As the second verse begins, we see through Blake’s eyes that the young farmhand knows more than this. Not only can he deconstruct the ecological network of which man, animal, plant and land are constituted, he can discover behind all this what the grass-chewing creature is insensible to. How were we both made? he next asks. In the poem, the question is put directly to the sheep by the boy, because the boy already knows. He doesn’t need to ask himself. Yet he knows, I think, that his knowledge is incomplete, which is why he is talking to a sheep, that can only bleat; as the poem has it, with ‘a tender voice.’
The boy shares his profound enlightenment with us, as he attempts to instruct the little lamb which cannot appreciate the tender sounds he speaks. I read that sheep are not so stupid, and like dogs can recognise their given names, but there is a chasm from there to the scriptural use of ‘Lamb’ as metaphorical imagery for the person of Christ. Now here is the rich genius of Blake’s insight. Having set up the questions in the first stanza, Blake now plays with the identities of child and creature, Christ and Lamb, moving us back and forth between their various combinations. The boy is indeed like the little sheep, and yet utterly different. The Christ-child is first known as a baby, which the little boy himself was so recently. Yet the One the gospels call Christ is fearsomely different to us all. And at once, we need not be afraid, as the lamb is not afraid of the gentle boy, for baby Jesus is meek and mild, Blake here quoting Charles Wesley’s 1742 hymn. This is how William Blake paints the Incarnation- words to page and paint to paper. Most engagingly, that the Divine Christ makes Godself like a lamb! Blake makes us consider deeply the meaning in the metaphor: the Lamb of God, that oft quoted religious language of the lectern reading, means that God in Christ made himself like a bleating sheep, that more-or-less unquestioningly follows the simple shepherd from one field and pasture to another, before being offered up for shearing and, finally, slaughter.
Then the order is reversed: I a child & thou a lamb.
The interchange is broken to recall that difference is as determinative of meaning as similarity. Life is different to non-life. Humanity is different to creatureliness. Divinity is different from humanity. And here is the Claim: God in Christ Jesus, the Christ Child of Christmas bridges the Great gulf between the immaterial, which God must be, and the material, which is where our senses place us. What could a mere munching sheep have to do with a boyish man, or any human person, with the Transcendent God?

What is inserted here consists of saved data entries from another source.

PR #276, opened 2015-08-24
Added support for go1.5

soltysh:
@bparees @mfojtik ptal

PR #277, opened 2015-08-25
Adding govet

soltysh:
@bparees this is post #276 I'm adding govet, though it'll not fail yet with errors, similarly to what we do with golint. I've also cleaned the `Makefile` a bit to follow origin patterns.

### DIFF
--- a/Makefile
+++ b/Makefile
@@ -24,6 +24,26 @@ all build:
 	hack/build-go.sh
 .PHONY: all build
 
+
+# Verify code is properly organized.
+#
+# Example:
+#   make verify
+verify: build
+	hack/verify-gofmt.sh
+	hack/verify-golint.sh || true
+	hack/verify-govet.sh || true
+.PHONY: verify
+
+
+# Install travis dependencies
+#
+# Example:
+#   make install-travis
+install-travis:
+	hack/install-tools.sh
+.PHONY: install-travis
+
 # Build and run tests.
 #
 # Args:
@@ -36,8 +56,8 @@ all build:
 #   make check
 #   make test
 #   make check WHAT=pkg/build GOFLAGS=-v
-check test:
-	hack/test-go.sh $(WHAT) $(TESTS)
+check test: verify
+	STI_COVER="-cover -covermode=atomic" STI_RACE="-race" hack/test-go.sh $(WHAT) $(TESTS)
 .PHONY: check test
 
 # Remove all build artifacts.
--- a/.travis.yml
+++ b/.travis.yml
@@ -5,14 +5,12 @@ go:
   - 1.5
 
 install:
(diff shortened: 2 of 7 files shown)


Makefile
```diff
@@ -24,6 +24,26 @@ all build:
...
 
+
+# Verify code is properly organized.
+#
+# Example:
+#   make verify
+verify: build
+	hack/verify-gofmt.sh
+	hack/verify-golint.sh || true
+	hack/verify-govet.sh || true
```
bparees: why || true?  what's the point of the verify target if it doesn't fail when things don't verify?

Makefile
```diff
@@ -36,7 +56,9 @@ all build:
 #   make check
 #   make test
 #   make check WHAT=pkg/build GOFLAGS=-v
-check test:
+check-test: export STI_COVER= -cover -covermode=atomic
+check-test: export STI_RACE=  -race
+check-test: verify
```
bparees: why'd you change the name of the target?

bparees: why not just put STI_RACE and STI_COVER inline w/ the hack/test-go invocation?  why 3 targets?

Makefile
soltysh: Once I clean up the errors, I'll remove that.

soltysh: But that will be a separate PR.

Makefile
soltysh: I've copied that solution from origin/k8s, I'm not a makefile expert but a bit of googling gave me [Target-specific Variable Values](https://www.gnu.org/software/make/manual/html_node/Target_002dspecific.html), that's why we have separate for each value. But you're right the target name shouldn't be changed.

Makefile
```diff
@@ -36,7 +56,9 @@ all build:
 #   make check
 #   make test
 #   make check WHAT=pkg/build GOFLAGS=-v
-check test:
+check test: export STI_COVER= -cover -covermode=atomic
+check test: export STI_RACE=  -race
+check test: verify
```
bparees: I still dont' see why you don't just write:  
check test:
  STI_COVER=" - cover -covermode=atomic" STI_RACE=" -race" hack/test-go.sh $(WHAT) $(TESTS)

the example you linked to doesn't "export" the env variable and it's not clear you need to?

bparees: also your example is for Makefile variables, not shell variables... but you want STI_COVER to be a shell variable...right?

soltysh: I guess you're right. Fixed.

soltysh: At the same time, it also means we should fix that in origin, then.

bparees:
lgtm.. merge?

soltysh:
[merge]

We are called by his name.
In this line, Blake brings all three to unity. In the Creation Purpose of God, and in the particular metaphor of the Lamb of God, we find the confluence of God’s grace in creation, as matter and creature and man and God’s own Self come together, and so the boundaries between what was properly separated are meaningfully blurred. So Light dawns upon all of God’s creation, and the face of God comes into perfect focus, and we are Blessed.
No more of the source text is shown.